En réponse à une interpellation de la députée Florence Gross, le Conseil d’Etat rappelle qu’un audit du Contrôle cantonal des finances, une enquête administrative et une enquête pénale sont actuellement en cours sur le sujet. Il ne peut donc répondre qu’en partie aux questions de l’interpellatrice sans pouvoir s’exprimer, à ce stade, sur l’entier de ses interrogations. Il apporte néanmoins les précisions demandées quant au système de contrôle interne, la composition et la nomination des membres du Conseil d’administration ou encore l’évolution du nombre d’EPT ou du nombre de mètres carrés par employé.
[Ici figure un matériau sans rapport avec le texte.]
PR #1981, opened 2026-07-13
Eliminate consumer Gen2 churn

### LINKED ISSUE #1967: P2 perf: consumer residual Gen2 churn — 13-17 Gen2/15min vs Confluent's 1 (post-#1951), plus minutes 9-13 throughput dip to 0.81x of early-run rate
## Numbers (run [29220954180](https://github.com/thomhurst/Dekaf/actions/runs/29220954180), main @ 888b4ef1, 15min, 1KB msgs)

Dekaf consumers dominate Confluent on every headline metric — throughput 2.12x (2.56M vs 1.21M msg/s), CPU/msg 0.55x, allocated/msg 3B vs 2,440B. Two residuals:

### 1. Gen2 collections still ~16x Confluent

| Scenario | gen0 | gen1 | **gen2** | alloc total |
|---|---|---|---|---|
| consumer (Dekaf) | 39 | 29 | **16** | 6.9GB |
| consumer-batch | 48 | 22 | **17** | 5.3GB |
| consumer-raw | 73 | 19 | **15** | 4.4GB |
| consumer-raw-batch | 173 | 15 | **13** | 2.3GB |
| consumer (Confluent) | 515,838 | 1 | **1** | 2.5TB |

#1951 (in this run) reduced this from 1,211 → ~16, a 75x improvement, but ~1 Gen2/minute remains. With gen0 counts this low, a gen2:gen0 ratio of ~1:3 means these are still LOH/POH-triggered — most likely large fetch-frame or decompression buffers falling outside pool retention limits. Each Gen2 is a pause risk at 2.5–3.8M msg/s.

### 2. Mid-run throughput dip

`consumer` Dekaf minute series (M msg/s): `2.68 2.71 2.68 2.76 2.71 2.65 2.67 2.59 `**`2.18 2.19 2.34 2.43 2.37`**` 2.38 2.88` — minutes 9–13 run ~0.81x of the early-run rate (drift -6.0%, steadyStatePeakRatio 0.864, just above the 0.85 gate). `consumer-raw` shows a shallower version (3.9–4.0 → 3.46 at m12). Worth checking whether dips align with Gen2 timestamps or broker-side log segment rolls before chalking it up to the shared-VM noise band.

## Plan

1. Instrument LOH allocation source under consumer stress (GC ETW `GCAllocationTick` ≥85KB / dotnet-trace gc-verbose) and extend the #1951 pool sizing to cover whatever bucket is still leaking through (suspect: frames above the pool's max retained size, or the per-bucket retention count still below live working set at 3conn fetch depth).
2. Target: ≤2 Gen2 per 15-min run (parity-ish with Confluent) with no throughput loss.
3. While instrumented, correlate the m9–13 dip with GC/broker events; file separately if it's not GC.

Refs: #1942/#1951 (prior fix in this run).

thomhurst:
Closes #1967

## Root cause

Two independent cold-start retention paths forced full collections:

- Every pooled `PendingFetchData` retained its own 1–2 MB parsed `Record[]` slab. Deep prefetch touched roughly 100 instances before reuse, pinning about 186 MiB of slabs.
- High-throughput fetch responses warmed managed 32/64 MiB `byte[]` buckets. The initial LOH allocations accounted for about 388 MiB and dominated Gen2 churn.

## Fix

- Return parsed-record slabs to a dedicated, bounded `ArrayPool<Record>` when each `PendingFetchData` use ends. Clear every rented slab entry before return so record memory/header references are not retained.
- Store response frames at or above the 85,000-byte LOH threshold in bounded, power-of-two native-memory buckets. Small responses keep the existing managed `ArrayPool<byte>` path.
- Preserve contiguous zero-copy parsing, ownership transfer, slicing, direct socket reads, and the existing response-memory wrapper pool.

## Validation

- Full Windows net10 unit suite after review fixes: 5,352/5,352.
- Full Linux net8 unit suite against the netstandard2.0 asset: 5,255/5,255.
- Debug multi-target build (`netstandard2.0`, `net10.0`): 0 warnings, 0 errors.
- Release stress build: 0 warnings, 0 errors.
- Same-host 15-minute consumer stress, 500k seeded messages / 6 partitions:
  - Gen2: **1** (target ≤2; original issue reports 13–17).
  - Throughput: **668,340 msg/s** average, **679,059 msg/s** median.
  - Drift: **-0.8%**; slope: **-0.08%/min** (no minutes 9–13 collapse).
  - Allocated: **106.41 MB** over 601.5M messages.
- Original local 2-minute baseline: 587,556 msg/s, 9 Gen2, 983.39 MB allocated.
- Exact final code on isolated Testcontainers: 0 Gen2 and 13.23 MB allocated over two minutes.

### DIFF
--- a/src/Dekaf/Consumer/KafkaConsumer.cs
+++ b/src/Dekaf/Consumer/KafkaConsumer.cs
@@ -42,23 +42,31 @@ internal sealed class PendingFetchData : IDisposable
     // LockFreeStack avoids the ConcurrentStack node allocation on every return to the pool.
     private const int DefaultMaxPoolSize = 128;
     // Slabs outlive an individual PendingFetchData use, but not the pooled object itself.
-    // Bound retention per size bucket so deep prefetch cannot pin one large slab per item.
-    private const int MaxParsedRecordSlabsPerBucket = 16;
+    // Bound retention per size bucket so deep prefetch cannot pin one large slab per item;
+    // PoolSizing ratchets the depth for high-partition workloads.
+    private const int DefaultMaxParsedRecordSlabsPerBucket = 16;
     private static int s_maxPoolSize = DefaultMaxPoolSize;
     private static LockFreeStack<PendingFetchData> s_pool = new(DefaultMaxPoolSize);
-    private static readonly ArrayPool<Record> s_parsedRecordSlabPool = ArrayPool<Record>.Create(
+    private static int s_maxParsedRecordSlabsPerBucket = DefaultMaxParsedRecordSlabsPerBucket;
+    private static ArrayPool<Record> s_parsedRecordSlabPool = ArrayPool<Record>.Create(
         RecordBatch.MaxReasonableLazyRecordCount,
-        MaxParsedRecordSlabsPerBucket);
+        DefaultMaxParsedRecordSlabsPerBucket);
     private static readonly Lock s_resizeLock = new();
 
     internal static int MaxPoolSizeValue => Volatile.Read(ref s_maxPoolSize);
+    internal static int MaxParsedRecordSlabsPerBucketValue =>
+        Volatile.Read(ref s_maxParsedRecordSlabsPerBucket);
 
-    internal static void RatchetPoolSize(int newSize)
+    internal static void RatchetPoolSize(int newSize) =>
+        RatchetPoolSize(newSize, PoolSizing.ForConsumerParsedRecordSlabs(newSize));
+
+    internal static void RatchetPoolSize(int newSize, int desiredSlabDepth)
     {
         InterlockedHelper.RatchetUp(ref s_maxPoolSize, newSize);
 
         var currentPool = Volatile.Read(ref s_pool);
-        if (currentPool.Capacity < newSize)
+        if (currentPool.Capacity < newSize ||
+            Volatile.Read(ref s_maxParsedRecordSlabsPerBucket) < desiredSlabDepth)
         {
             lock (s_resizeLock)
             {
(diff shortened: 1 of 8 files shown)


thomhurst:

Pour ce qui est des comparaisons intercantonales, non sans avoir expliqué les limites fortes posées à tout exercice de ce type en raison de la diversité des tâches confiées aux caisses cantonales de compensation AVS, le Conseil d’Etat apporte un certain nombre de données chiffrées qui permettent de conclure que les standards de la CCVD sont dans la norme.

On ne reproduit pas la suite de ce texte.